Nancy Lewis, a family nurse practitioner was the keynote speaker.  As someone intimately involved everyday with our health care system, she was able to give the participants a personal and powerful look at the deeply broken condition of health care in the US.  She proclaimed, "What we have is not a health care system, but a health care industry, designed to make money off of us, the patients, without delivering adequate patient care."  She described how the low income clinic where she works continues to lose desperately needed funding, and how she often has to choose between turning away someone in dire need of medical attention or paying out of her own pocket to treat them. Being the type of heroine that she is, Nancy chooses the latter.  Most stirringly, Nancy ended her speech by displaying her Nurses Registration card to the crowd, urging, "I want you to look at this card that I am holding up.  It is not a credit card; it is my nursing license.  So let's get busy, we have a lot of work to do."   What Nancy was saying is that while she will gladly pay for a patient in need because our system has failed that patient, she did not become a nurse in order to worry and be held back by finances.  Her Nurses Registration card should never be synonymous with a credit card because this takes away from the care she is trained to give and this is exactly what our privatized system is asking of her: to put finances first and patients second.  Nancy, better than anyone, knows that we have a lot of work to do in order to gain a US health care system that includes efficiency, quality, affordability, and most importantly, dignity.

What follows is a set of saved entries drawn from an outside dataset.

PR #7074, opened 2023-10-05
root: Support PyCharm's test runner

PKizzle:
## Details

PyCharm did not correctly work with the custom test runner (`authentik/root/test_runner.py`).
I have added support for running individual tests directly from the UI without having to disable the custom test runner.
`manage.py` still functions like before and pytest is used for test execution.

### DIFF
--- a/authentik/root/test_runner.py
+++ b/authentik/root/test_runner.py
@@ -1,4 +1,5 @@
 """Integrate ./manage.py test with pytest"""
+import os
 from argparse import ArgumentParser
 from unittest import TestCase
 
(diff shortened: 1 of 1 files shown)


authentik/root/test_runner.py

THINGS ARE GETTING WORSE, NOT BETTER

In 2008 the horror stories that people told remained as awful and inhumane as those heard during WEAP's first Truth Commission in 2006, a vivid confirmation of what studies show: U.S. health care is getting worse, not better.  This year WEAP included more information from people involved in national efforts to push for single-payer universal health care.  The audience heard from Healthcare NOW's National Coordinator Marilyn Clement about the status of the single payer national health insurance act HR 676.  Other speakers and performers included the Hip Hop Congress' Executive Director Shamoko Nobel and the Community Homeless Alliance Ministry's Adrienne Lawton.

WE KNOW THE SOLUTION

After a lunch appreciatively provided by St. Mary's Senior Center, WEAP conducted a brief but concise teach-in for those who wished to learn more about the health care crisis and the solution to it.  Dr. Sal Sandoval, a bilingual family practice physician who serves primarily farm workers and other rural poor, began by giving comments about the lack of quality and affordable health care available to his patients.  Even more frighteningly, he talked about how his patients are the ones mistakenly being blamed for our health care crisis, rather than the health insurance companies whose policies are the ones deciding who has enough “value” to “deserve” care.  Then a presentation by Standing to Represent our Next Generation (STRONG) and WEAP members based on WEAP's new "Health Care: A Human Right" pamphlet helped to further tease out the issues.  Of special interest was clarifying that the individual mandate solutions being pushed by many politicians is not true universal healthcare but really legislation that would subsidize health insurance companies and their profits even further.  For a copy of this pamphlet, click here.  

Ending the day was a superb presentation by Laura Turiano from the People's Health Movement.  She connected people’s health care human rights violations to the broader in more than one sense. First, she expanded our normal definition of health care to beyond just doctor visits, but asked us to think of health care as connected to other important social movements.  For example, the right to clean water or the right to clean air or the right to adequate housing are all factors that greatly affect people's health. Secondly, coming from an organization dealing with health care internationally, she was able to connect lessons abroad to the importance of needing a human rights framing domestically, an idea most have never even considered.  We invite you to do so now.